■ AIM OF THE EXERCISE ■
Where a line of the listing below includes the word "reasons", reproduce that line.

•••

PR #445, opened 2023-10-03
Add prod_genesis.sh and `sample_pregenesis.json`

teddyding:
# Overview
Goal of script: the genesis coordination party can simply modify  values under `TODO(GENESIS)` and have a production-ready genesis. 

Unfortunately due to historical reasons, the genesis state is written at 3 layers, each overwriting the previous one. In the interest of minimum refactoring, this PR assumes the following convention for "what to put in each layer"

1. `DefaultParams` (in `x/module/types`): 
Generally, values here are basis shared among different networks (Unfortunately due to historical reasons, clob, perpetual, prices state, liquiditiers were all in `genesis.sh` instead of default params)

2. `genesis.sh` (overwrites default params):
Testnet specific setup and other common setup due to historical reasons (e.g. clobpairs)

3. `prod_pregenesis.sh` (further overwrites genesis.sh)
Default production values. 

# Test 
Tested locally by running generated genesis with `.alice` validator

### Summary by CodeRabbit

- New Feature: Introduced a bash script to generate pregenesis files for production networks, allowing customization of various genesis parameters.
- Refactor: Updated the `DefaultParams` function in `params.go` and `GenesisState` constant in `genesis.go` to reflect changes in currency denomination precision and vesting entries.
- Test: Modified tests in `keeper_test.go`, `genesis_test.go`, and `query_vest_entry_test.go` to accommodate changes in vesting entries and denomination precision.
- Chore: Updated `genesis.sh` script to include new functions for setting token metadata and editing genesis file.

### DIFF
--- a/protocol/app/testdata/default_genesis_state.json
+++ b/protocol/app/testdata/default_genesis_state.json
@@ -351,7 +351,7 @@
       "treasury_account":"rewards_treasury",
       "denom":"dv4tnt",
       "denom_exponent":-18,
-      "market_id":11,
+      "market_id":1,
       "fee_multiplier_ppm":990000
     }
   },
--- a/protocol/app/testdata/default_genesis_state.json
+++ b/protocol/app/testdata/default_genesis_state.json
@@ -350,7 +350,7 @@
     "params": {
       "treasury_account":"rewards_treasury",
       "denom":"dv4tnt",
-      "denom_exponent":-6,
+      "denom_exponent":-18,
       "market_id":1,
       "fee_multiplier_ppm":990000
     }
@@ -406,8 +406,15 @@
     "vest_entries": [
       {
         "denom": "dv4tnt",
-        "end_time": "2023-10-13T00:00:00Z",
-        "start_time": "2023-09-13T00:00:00Z",
+        "end_time": "2025-01-01T00:00:00Z",
+        "start_time": "2023-01-01T00:00:00Z",
+        "treasury_account": "community_treasury",
+        "vester_account": "community_vester"
+      },
+      {
+        "denom": "dv4tnt",
+        "end_time": "2025-01-01T00:00:00Z",
+        "start_time": "2023-01-01T00:00:00Z",
         "treasury_account": "rewards_treasury",
         "vester_account": "rewards_vester"
       }
--- a/protocol/app/testdata/default_genesis_state.json
+++ b/protocol/app/testdata/default_genesis_state.json
@@ -351,7 +351,7 @@
       "treasury_account":"rewards_treasury",
       "denom":"dv4tnt",
       "denom_exponent":-18,
-      "market_id":1,
+      "market_id":11,
       "fee_multiplier_ppm":990000
     }
   },
--- a/protocol/scripts/genesis/prod_pregenesis.sh
+++ b/protocol/scripts/genesis/prod_pregenesis.sh
@@ -36,12 +36,12 @@ NATIVE_TOKEN="adv4tnt"
 NATIVE_TOKEN_WHOLE_COIN="dv4tnt"
 # Human readable name of token.
 COIN_NAME="dYdX Testnet Token"
-# Market ID in the oracle price list for the rwards token.
+# Market ID in the oracle price list for the rewards token.
 REWARDS_TOKEN_MARKET_ID=11
 # The numerical chain ID of the Ethereum chain for bridge daemon to query.
 ETH_CHAIN_ID=1
 # The address of the Ethereum contract for bridge daemon to monitor for logs.
-ETH_BRIDGE_ADDRESS="0xcca9D5f0a3c58b6f02BD0985fC7F9420EA24C1f0"
+ETH_BRIDGE_ADDRESS="0xcca9D5f0a3c58b6f02BD0985fC7F9420EA24C1f0" # default value points to a Sepolia contract
 # The next event id (the last processed id plus one) of the logs from the Ethereum contract.
 BRIDGE_GENESIS_ACKNOWLEDGED_NEXT_ID=0
 # The Ethereum block height of the most recently processed bridge event.
@@ -57,7 +57,7 @@ REWARDS_VEST_START_TIME="2001-01-01T00:00:00Z"
 # End time of the rewards vesting schedule.
 REWARDS_VEST_END_TIME="2050-01-01T00:00:00Z"
 
-################## Start of required values to be updated ##################
+################## End of required values to be updated ##################
 
 cleanup_tmp_dir() {
 	if [ -d "$TMP_EXCHANGE_CONFIG_JSON_DIR" ]; then
@@ -121,11 +121,15 @@ function overwrite_genesis_production() {
     dasel put -t int -f "$GENESIS" '.app_state.rewards.params.fee_multiplier_ppm' -v '0'
 
     # Vest params
-    # For communmity treasury
+    # For community treasury
+	dasel put -t string -f "$GENESIS" '.app_state.vest.vest_entries.[0].vester_account' -v "community_vester"
+	dasel put -t string -f "$GENESIS" '.app_state.vest.vest_entries.[0].treasury_account' -v "community_treasury"
     dasel put -t string -f "$GENESIS" '.app_state.vest.vest_entries.[0].denom' -v "$NATIVE_TOKEN"
     dasel put -t string -f "$GENESIS" '.app_state.vest.vest_entries.[0].start_time' -v "$COMMUNITY_VEST_START_TIME"
     dasel put -t string -f "$GENESIS" '.app_state.vest.vest_entries.[0].end_time' -v "$COMMUNITY_VEST_END_TIME"
     # For rewards treasury
+	dasel put -t string -f "$GENESIS" '.app_state.vest.vest_entries.[1].vester_account' -v "rewards_vester"
+	dasel put -t string -f "$GENESIS" '.app_state.vest.vest_entries.[1].treasury_account' -v "rewards_treasury"
     dasel put -t string -f "$GENESIS" '.app_state.vest.vest_entries.[1].denom' -v "$NATIVE_TOKEN"
     dasel put -t string -f "$GENESIS" '.app_state.vest.vest_entries.[1].start_time' -v "$REWARDS_VEST_START_TIME"
     dasel put -t string -f "$GENESIS" '.app_state.vest.vest_entries.[1].end_time' -v "$REWARDS_VEST_END_TIME"
--- a/protocol/scripts/genesis/prod_pregenesis.sh
+++ b/protocol/scripts/genesis/prod_pregenesis.sh
@@ -30,16 +30,29 @@ source "./testing/genesis.sh"
 # TODO(GENESIS): Update below values before running this script. Sample values are shown.
 ################## Start of required values to be updated ##################
 CHAIN_ID="dydx-1"
-NATIVE_TOKEN="dv4tnt"
+# Base denomination of the native token. Usually comes with a prefix "u-", "a-" to indicate unit.
+NATIVE_TOKEN="adv4tnt"
+# Denomination of the native token in whole coins.
+NATIVE_TOKEN_WHOLE_COIN="dv4tnt"
+# Market ID in the oracle price list for the rwards token.
 REWARDS_TOKEN_MARKET_ID=11
+# The numerical chain ID of the Ethereum chain for bridge daemon to query.
 ETH_CHAIN_ID=1
+# The address of the Ethereum contract for bridge daemon to monitor for logs.
 ETH_BRIDGE_ADDRESS="0xcca9D5f0a3c58b6f02BD0985fC7F9420EA24C1f0"
+# The next event id (the last processed id plus one) of the logs from the Ethereum contract.
 BRIDGE_GENESIS_ACKNOWLEDGED_NEXT_ID=0
+# The Ethereum block height of the most recently processed bridge event.
 BRIDGE_GENESIS_ACKNOWLEDGED_ETH_BLOCK_HEIGHT=0
+# Genesis time of the chain.
 GENESIS_TIME="2023-12-31T00:00:00Z"
+# Start time of the community vesting schedule.
 COMMUNITY_VEST_START_TIME="2001-01-01T00:00:00Z"
+# End time of the community vesting schedule.
 COMMUNITY_VEST_END_TIME="2050-01-01T00:00:00Z"
+# Start time of the rewards vesting schedule.
 REWARDS_VEST_START_TIME="2001-01-01T00:00:00Z"
+# End time of the rewards vesting schedule.
 REWARDS_VEST_END_TIME="2050-01-01T00:00:00Z"
 
 ################## Start of required values to be updated ##################
@@ -74,6 +87,7 @@ function overwrite_genesis_production() {
 	dasel put -t string -f "$GENESIS" '.app_state.distribution.params.community_tax' -v '0.0' # 0%
 	dasel put -t bool -f "$GENESIS" '.app_state.distribution.params.withdraw_addr_enabled' -v 'true'
 
+	# Bank params
     # Initialize bank balance of bridge module account.
     dasel put -t json -f "$GENESIS" ".app_state.bank.balances" -v "[]"
 	dasel put -t json -f "$GENESIS" ".app_state.bank.balances.[]" -v "{}"
@@ -81,6 +95,9 @@ function overwrite_genesis_production() {
 	dasel put -t json -f "$GENESIS" ".app_state.bank.balances.[0].coins.[]" -v "{}"
 	dasel put -t string -f "$GENESIS" ".app_state.bank.balances.[0].coins.[0].denom" -v "${NATIVE_TOKEN}"
 	dasel put -t string -f "$GENESIS" ".app_state.bank.balances.[0].coins.[0].amount" -v "${BRIDGE_MODACC_BALANCE}"
+	# Set denom metadata
+	set_denom_metadata "$NATIVE_TOKEN" "$NATIVE_TOKEN_WHOLE_COIN"
+
 	# Governance params
 	dasel put -t string -f "$GENESIS" '.app_state.gov.params.min_deposit.[0].amount' -v "10000$EIGHTEEN_ZEROS" # 10k whole coins of native token
 	dasel put -t string -f "$GENESIS" '.app_state.gov.params.min_deposit.[0].denom' -v "$NATIVE_TOKEN"
@@ -130,7 +147,7 @@ function overwrite_genesis_production() {
 	dasel put -t int -f "$GENESIS" '.app_state.bridge.acknowledged_event_info.eth_block_height' -v "$BRIDGE_GENESIS_ACKNOWLEDGED_ETH_BLOCK_HEIGHT"
 
     # Crisis module
-    dasel put -t string -f "$GENESIS" '.app_state.crisis.constant_fee.amount' -v "1$EIGHTEEN_ZEROS"
+    dasel put -t string -f "$GENESIS" '.app_state.crisis.constant_fee.amount' -v "1$EIGHTEEN_ZEROS" # 1 whole coin of native denom
     dasel put -t string -f "$GENESIS" '.app_state.crisis.constant_fee.denom' -v "$NATIVE_TOKEN"
 
     # Genesis time
--- a/protocol/scripts/genesis/prod_pregenesis.sh
+++ b/protocol/scripts/genesis/prod_pregenesis.sh
@@ -34,6 +34,8 @@ CHAIN_ID="dydx-1"
 NATIVE_TOKEN="adv4tnt"
 # Denomination of the native token in whole coins.
 NATIVE_TOKEN_WHOLE_COIN="dv4tnt"
+# Human readable name of token.
+COIN_NAME="dYdX Testnet Token"
 # Market ID in the oracle price list for the rwards token.
 REWARDS_TOKEN_MARKET_ID=11
 # The numerical chain ID of the Ethereum chain for bridge daemon to query.
@@ -96,7 +98,7 @@ function overwrite_genesis_production() {
 	dasel put -t string -f "$GENESIS" ".app_state.bank.balances.[0].coins.[0].denom" -v "${NATIVE_TOKEN}"
 	dasel put -t string -f "$GENESIS" ".app_state.bank.balances.[0].coins.[0].amount" -v "${BRIDGE_MODACC_BALANCE}"
 	# Set denom metadata
-	set_denom_metadata "$NATIVE_TOKEN" "$NATIVE_TOKEN_WHOLE_COIN"
+	set_denom_metadata "$NATIVE_TOKEN" "$NATIVE_TOKEN_WHOLE_COIN" "$COIN_NAME"
 
 	# Governance params
 	dasel put -t string -f "$GENESIS" '.app_state.gov.params.min_deposit.[0].amount' -v "10000$EIGHTEEN_ZEROS" # 10k whole coins of native token
@@ -131,6 +133,7 @@ function overwrite_genesis_production() {
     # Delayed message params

•••

■ RESULT OF THIS EXERCISE ■
Unfortunately due to historical reasons, the genesis state is written at 3 layers, each overwriting the previous one. In the interest of minimum refactoring, this PR assumes the following convention for "what to put in each layer"
Generally, values here are basis shared among different networks (Unfortunately due to historical reasons, clob, perpetual, prices state, liquiditiers were all in `genesis.sh` instead of default params)
Testnet specific setup and other common setup due to historical reasons (e.g. clobpairs)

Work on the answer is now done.